>>>
PR #827, opened 2024-07-30
[Debezium] Adding Decimal + Variable Decimal Converters

Tang8330:
This PR moves the existing decimal + variable decimal parsing functions into our converters framework


lib/debezium/converters/decimal_test.go
```diff
@@ -0,0 +1,224 @@
+package converters
+
+import (
+	"testing"
+
+	"github.com/artie-labs/transfer/lib/typing/decimal"
+	"github.com/stretchr/testify/assert"
+)
+
+func TestToBytes(t *testing.T) {
```
Tang8330, line 10: This was just m oved

lib/debezium/schema.go
```diff
@@ -80,77 +82,83 @@ func (f Field) GetScaleAndPrecision() (int32, *int32, error) {
...
-	case Timestamp, MicroTimestamp, NanoTimestamp, DateTimeKafkaConnect:
-		return typing.NewKindDetailsFromTemplate(typing.ETime, ext.DateTimeKindType)
-	case MicroTime, NanoTime:
-		return typing.NewKindDetailsFromTemplate(typing.ETime, ext.TimeKindType)
+		return converters.Time{}, nil
 	case KafkaDecimalType:
 		scale, precisionPtr, err := f.GetScaleAndPrecision()
 		if err != nil {
-			return typing.Invalid
+			return nil, fmt.Errorf("failed to get scale and precision: %w", err)
```
Tang8330, line 104: Instead of returning `typing.Invalid`, let's explicitly fail.

lib/debezium/types.go
```diff
@@ -58,28 +56,6 @@ const (
 	KafkaDecimalPrecisionKey = "connect.decimal.precision"
 )
 
-// toBytes attempts to convert a value (type []byte, or string) to a slice of bytes.
-// - If value is already a slice of bytes it will be directly returned.
-// - If value is a string we will attempt to base64 decode it.
-func toBytes(value any) ([]byte, error) {
```
Tang8330, line 64: Moved

lib/debezium/converters/decimal.go
```diff
@@ -0,0 +1,83 @@
...
+
+	"github.com/artie-labs/transfer/lib/maputil"
+	"github.com/artie-labs/transfer/lib/typing"
+	"github.com/artie-labs/transfer/lib/typing/decimal"
+)
+
+// toBytes attempts to convert a value (type []byte, or string) to a slice of bytes.
+// - If value is already a slice of bytes it will be directly returned.
+// - If value is a string we will attempt to base64 decode it.
+func toBytes(value any) ([]byte, error) {
```
Tang8330, line 17: Moved, no changes

lib/debezium/types.go
nathan-artie: I think https://github.com/artie-labs/transfer/pull/827/files#diff-6f8a144d4abeb92f8240e55383e15b8323e83bb3b9f69088274ed61f4f344e96R117 can probably go away too.

nathan-artie: The reason `toBytes` is here is because I was going to use it in this [switch statement](https://github.com/artie-labs/transfer/pull/827/files#diff-6f8a144d4abeb92f8240e55383e15b8323e83bb3b9f69088274ed61f4f344e96R85) so that if `Field.Type` is  `Bytes` we do the base64 decoding once at the field level and then just pass bytes to the individual value converter, similar to how we do float to integer conversion for the integer types. 

The goal was to be able to get rid of [this comment](https://github.com/artie-labs/transfer/pull/827/files#diff-6f8a144d4abeb92f8240e55383e15b8323e83bb3b9f69088274ed61f4f344e96R119) once we'd verified that bytes worked everywhere downstream.

Tang8330: Posting here for posterity as I'm not going to get to it right away.

The idea here is that we should handle the `toBytes` in the pre-processing layer, when we detect the incoming payload is `bytes`.

We can do that as a first pass, then the Debezium converters can expect bytes

PR #829, opened 2024-07-30
[MongoDB] Remove calling `typing.ParseValue`

Tang8330:
As part of our MongoDB streaming validation, I noticed that we were calling `typing.ParseValue` with the purpose of checking if the field is a struct or not. 

Instead, we can just call rely on reflect and remove the need to call `ParseValue`, which also simplifies the signature.

### DIFF
--- a/lib/cdc/mongo/debezium_test.go
+++ b/lib/cdc/mongo/debezium_test.go
@@ -10,10 +10,8 @@ import (
 	"github.com/artie-labs/transfer/lib/debezium"
 	"github.com/artie-labs/transfer/lib/typing"
 
-	"github.com/stretchr/testify/assert"
-	"go.mongodb.org/mongo-driver/bson"
-
 	"github.com/artie-labs/transfer/lib/kafkalib"
+	"github.com/stretchr/testify/assert"
 )
 
 func (m *MongoTestSuite) TestGetPrimaryKey() {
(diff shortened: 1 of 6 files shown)


lib/cdc/mongo/debezium_test.go
```diff
@@ -84,16 +80,6 @@ func (m *MongoTestSuite) TestSource_GetExecutionTime() {
 		18, 6, 35, 21, 0, time.UTC), schemaEvtPayload.GetExecutionTime())
 }
 
-func (m *MongoTestSuite) TestBsonTypes() {
```
nathan-artie, line 87: Intentional?

Tang8330: Yup, it was testing the bson library

processes/consumer/process.go
```diff
@@ -51,8 +51,7 @@ func (p processArgs) process(ctx context.Context, cfg config.Config, inMemDB *mo
 		return "", fmt.Errorf("cannot unmarshall key %s: %w", string(p.Msg.Key()), err)
 	}
 
-	typingSettings := cfg.SharedTransferConfig.TypingSettings
-	_event, err := topicConfig.GetEventFromBytes(typingSettings, p.Msg.Value())
+	_event, err := topicConfig.GetEventFromBytes(p.Msg.Value())
```
nathan-artie, line 54: Could change `process` to accept `cfg.Mode` instead of `cfg` now.

nathan-artie (approved):

processes/consumer/process.go
Tang8330: Ah, we still need it for event save

```go
	shouldFlush, flushReason, err := evt.Save(cfg, inMemDB, topicConfig.tc, p.Msg)
	if err != nil {
		tags["what"] = "save_fail"
		return "", fmt.Errorf("event failed to save: %w", err)
	}
```

nathan-artie: Ah missed that!

PR #834, opened 2024-08-13
[MSSQL] Don't rely on `ParseFromInterface`

Tang8330:
The function `ParseFromInterface` will call `ParseExtendedDateTime` which we are trying to deprecate.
<<<
* [What you are asked to do] Print the entries once more, character for character.

* [Solution to the exercise]
PR #827, opened 2024-07-30
[Debezium] Adding Decimal + Variable Decimal Converters

Tang8330:
This PR moves the existing decimal + variable decimal parsing functions into our converters framework


lib/debezium/converters/decimal_test.go
```diff
@@ -0,0 +1,224 @@
+package converters
+
+import (
+	"testing"
+
+	"github.com/artie-labs/transfer/lib/typing/decimal"
+	"github.com/stretchr/testify/assert"
+)
+
+func TestToBytes(t *testing.T) {
```
Tang8330, line 10: This was just m oved

lib/debezium/schema.go
```diff
@@ -80,77 +82,83 @@ func (f Field) GetScaleAndPrecision() (int32, *int32, error) {
...
-	case Timestamp, MicroTimestamp, NanoTimestamp, DateTimeKafkaConnect:
-		return typing.NewKindDetailsFromTemplate(typing.ETime, ext.DateTimeKindType)
-	case MicroTime, NanoTime:
-		return typing.NewKindDetailsFromTemplate(typing.ETime, ext.TimeKindType)
+		return converters.Time{}, nil
 	case KafkaDecimalType:
 		scale, precisionPtr, err := f.GetScaleAndPrecision()
 		if err != nil {
-			return typing.Invalid
+			return nil, fmt.Errorf("failed to get scale and precision: %w", err)
```
Tang8330, line 104: Instead of returning `typing.Invalid`, let's explicitly fail.

lib/debezium/types.go
```diff
@@ -58,28 +56,6 @@ const (
 	KafkaDecimalPrecisionKey = "connect.decimal.precision"
 )
 
-// toBytes attempts to convert a value (type []byte, or string) to a slice of bytes.
-// - If value is already a slice of bytes it will be directly returned.
-// - If value is a string we will attempt to base64 decode it.
-func toBytes(value any) ([]byte, error) {
```
Tang8330, line 64: Moved

lib/debezium/converters/decimal.go
```diff
@@ -0,0 +1,83 @@
...
+
+	"github.com/artie-labs/transfer/lib/maputil"
+	"github.com/artie-labs/transfer/lib/typing"
+	"github.com/artie-labs/transfer/lib/typing/decimal"
+)
+
+// toBytes attempts to convert a value (type []byte, or string) to a slice of bytes.
+// - If value is already a slice of bytes it will be directly returned.
+// - If value is a string we will attempt to base64 decode it.
+func toBytes(value any) ([]byte, error) {
```
Tang8330, line 17: Moved, no changes

lib/debezium/types.go
nathan-artie: I think https://github.com/artie-labs/transfer/pull/827/files#diff-6f8a144d4abeb92f8240e55383e15b8323e83bb3b9f69088274ed61f4f344e96R117 can probably go away too.

nathan-artie: The reason `toBytes` is here is because I was going to use it in this [switch statement](https://github.com/artie-labs/transfer/pull/827/files#diff-6f8a144d4abeb92f8240e55383e15b8323e83bb3b9f69088274ed61f4f344e96R85) so that if `Field.Type` is  `Bytes` we do the base64 decoding once at the field level and then just pass bytes to the individual value converter, similar to how we do float to integer conversion for the integer types. 

The goal was to be able to get rid of [this comment](https://github.com/artie-labs/transfer/pull/827/files#diff-6f8a144d4abeb92f8240e55383e15b8323e83bb3b9f69088274ed61f4f344e96R119) once we'd verified that bytes worked everywhere downstream.

Tang8330: Posting here for posterity as I'm not going to get to it right away.

The idea here is that we should handle the `toBytes` in the pre-processing layer, when we detect the incoming payload is `bytes`.

We can do that as a first pass, then the Debezium converters can expect bytes

PR #829, opened 2024-07-30
[MongoDB] Remove calling `typing.ParseValue`

Tang8330:
As part of our MongoDB streaming validation, I noticed that we were calling `typing.ParseValue` with the purpose of checking if the field is a struct or not. 

Instead, we can just call rely on reflect and remove the need to call `ParseValue`, which also simplifies the signature.

### DIFF
--- a/lib/cdc/mongo/debezium_test.go
+++ b/lib/cdc/mongo/debezium_test.go
@@ -10,10 +10,8 @@ import (
 	"github.com/artie-labs/transfer/lib/debezium"
 	"github.com/artie-labs/transfer/lib/typing"
 
-	"github.com/stretchr/testify/assert"
-	"go.mongodb.org/mongo-driver/bson"
-
 	"github.com/artie-labs/transfer/lib/kafkalib"
+	"github.com/stretchr/testify/assert"
 )
 
 func (m *MongoTestSuite) TestGetPrimaryKey() {
(diff shortened: 1 of 6 files shown)


lib/cdc/mongo/debezium_test.go
```diff
@@ -84,16 +80,6 @@ func (m *MongoTestSuite) TestSource_GetExecutionTime() {
 		18, 6, 35, 21, 0, time.UTC), schemaEvtPayload.GetExecutionTime())
 }
 
-func (m *MongoTestSuite) TestBsonTypes() {
```
nathan-artie, line 87: Intentional?

Tang8330: Yup, it was testing the bson library

processes/consumer/process.go
```diff
@@ -51,8 +51,7 @@ func (p processArgs) process(ctx context.Context, cfg config.Config, inMemDB *mo
 		return "", fmt.Errorf("cannot unmarshall key %s: %w", string(p.Msg.Key()), err)
 	}
 
-	typingSettings := cfg.SharedTransferConfig.TypingSettings
-	_event, err := topicConfig.GetEventFromBytes(typingSettings, p.Msg.Value())
+	_event, err := topicConfig.GetEventFromBytes(p.Msg.Value())
```
nathan-artie, line 54: Could change `process` to accept `cfg.Mode` instead of `cfg` now.

nathan-artie (approved):

processes/consumer/process.go
Tang8330: Ah, we still need it for event save

```go
	shouldFlush, flushReason, err := evt.Save(cfg, inMemDB, topicConfig.tc, p.Msg)
	if err != nil {
		tags["what"] = "save_fail"
		return "", fmt.Errorf("event failed to save: %w", err)
	}
```

nathan-artie: Ah missed that!

PR #834, opened 2024-08-13
[MSSQL] Don't rely on `ParseFromInterface`

Tang8330:
The function `ParseFromInterface` will call `ParseExtendedDateTime` which we are trying to deprecate.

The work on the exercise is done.